Exercise directions: Pull every line holding the word "from" out of the data and copy it.

======

PR #451, opened 2016-04-01
Deleted unused parameter

NadiaHG:
roslaunch returns with error because the parameter is defined and not set


floweisshardt:
CR: OK

PR #456, opened 2016-04-04
prepare using robots with cartesian controller

fmessmer:
this brings in according launch files and parameters for using twist_control with all cob4-1/cob4-2 components currently available....(just need to be uncommented)


floweisshardt:
FR: OK

fmessmer:
mergin in order to allow @ipa-fxm-cm and @ipa-bfb a cleaner start for their contribution

PR #2, opened 2015-05-18
Copy instructions from make.py and format .md

daleathan:


Nick-Hall:
@dsblank Doug, Is the make.py run from this repository now?  Should the make.py examples be in the README for the addons repository instead?

bpisoj:
As i see it and use it!
Addons repo is for downloads only. Source code is on addons-source. You change code there and build it there but result (tgz and listing) ends up in addons repo. So we have two group of plugins developers: one which can change existing one or upload new plugins and second one which have power to release them (push builds to addons repo)

bpisoj:
I would like it prepend with something like:


Source code for Third-party plugins for Gramps genealogy program
If You are interested in changing, enhancing or creating new plugins , You are welcome to fork this repository and submits your changes thru pull-request.

To have write access to this repository you must be member of Gramps project Addon Developers team.
...above instructions...

dsblank:
I think we need to split make.py up into two parts: functions for transaltions, and functions for packaging. I haven't thought too much about that yet. But it sounds like these suggestions all make sense.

======

Exercise solution:
Copy instructions from make.py and format .md
@dsblank Doug, Is the make.py run from this repository now?  Should the make.py examples be in the README for the addons repository instead?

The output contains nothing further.